Applied career training programs are education opportunities aimed at individuals who are looking for a job promotion, to learn skills for a particular trade or for a career change. These programs are offered in various fields and include both short-term and long-term courses of study. Short-term programs may simply consist of a series of lectures or workshops and can be completed in under 3 months. Long-term programs teach more advanced skills and go into more detail than short-term programs, often leading to a certificate or associate degree in the field. Long-term programs may take 11 months or more to complete, depending on the field. Students are considered finished once they have completed the coursework and fulfilled the required number of credit hours.

Fields of Study

Career training, often also called job training, can be found through the continuing education and extension departments of community colleges, vocational institutes and even universities. Students may specialize in several vocational areas, including:

  • Automotive repair
  • Culinary arts
  • Fashion design
  • Child care
  • Electronics
  • Computer technology
  • Accounting
  • Health sciences

Advantages

Career training is generally more affordable than a traditional college education. Some employers may provide career training to their employees at no cost. Other community colleges offer career education and job training programs for free to qualified adult learners. Students often work while attending a career training program. This type of program allows a student to pick and choose courses in line with his or her career goals without taking general education or elective classes, thus saving both time and money.

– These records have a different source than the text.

PR #185, opened 2022-05-27
refactor: use slideIndicator to hide carousel controls 

christian14b:
This pr aims to hide carousel controls when there is only 1 page to display.


mcstover (approved):
makes sense

emuvente (approved):
👍

PR #195, opened 2022-08-03
feat: add tailored emit event for MARS-199 experiment in kvLightbox

christian14b:
This pr modifies `lightbox-closed` event function for the purpose of tracking when a user clicks outside the modal to close it. With this, experiment MARS-199 should be able to track this click event.

### DIFF
--- a/@kiva/kv-components/vue/KvLightbox.vue
+++ b/@kiva/kv-components/vue/KvLightbox.vue
@@ -206,7 +206,6 @@ export default {
 	},
 	emits: [
 		'lightbox-closed',
-		'lightbox-closed-click-outside',
 	],
 	setup(props, { emit }) {
 		const {


@kiva/kv-components/vue/KvLightbox.vue
```diff
@@ -263,6 +264,8 @@ export default {
 
 		const onScreenClick = () => {
 			if (!preventClose.value) {
+				// This emit is only for MARS-199 experiment tracking and should be removed after results
```
dyersituations, line 267: Should this be temporary or just left in? It seems like a reasonable addition to the component. If so, this comment can be removed.

@kiva/kv-components/vue/KvLightbox.vue
```diff
@@ -206,6 +206,7 @@ export default {
 	},
 	emits: [
 		'lightbox-closed',
+		'lightbox-closed-clicking-outside',
```
dyersituations, line 209: Should this match `lightbox-closed-click-outside` below?

christian14b: Ops, you're right!

@kiva/kv-components/vue/KvLightbox.vue
```diff
@@ -263,6 +264,8 @@ export default {
 
 		const onScreenClick = () => {
 			if (!preventClose.value) {
+				// This emit is only for MARS-199 experiment tracking and should be removed after results
+				emit('lightbox-closed-click-outside');
```
eddieferrer, line 268: Is this really necessary? Can't we just track both close events with the same se_action param? Also, I'm pretty sure this will also fire the close event `emit('lightbox-closed');`

mcstover: If we wanted to keep just a single `lightbox-closed` event, which I do prefer, we could pass a payload along with the event and ensure each call to `hide(type)` includes the type.

then the emit would look something like `emit('lightbox-closed', { type: "button/close-x/background-click" })`

christian14b: I prefer that too! will work on that to make it cleaner

mcstover (approved):
Thanks!

dyersituations (approved):

emuvente (approved):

Unlike traditional undergraduate programs, career training programs typically do not require general education courses, such as math or English. These programs are aimed at working professionals looking to expand their knowledge and skills as they apply to their current profession and those looking to pursue a new career in a similar or completely different field.

Methods of Delivery

Many career training courses can be taken online, making it convenient for people who already have a job and desire additional training. Everything from the admissions process, the coursework and the examinations can be accomplished from home. Many community colleges and trade schools also offer evening and weekend classes for working professionals pursuing career training.

Applied career training programs may include lectures, workshops and/or a set of courses designed to train students in a specific career field. There are a variety specializations available, and many programs can be completed online. These programs are helpful to students who are looking for an affordable and flexible career training path.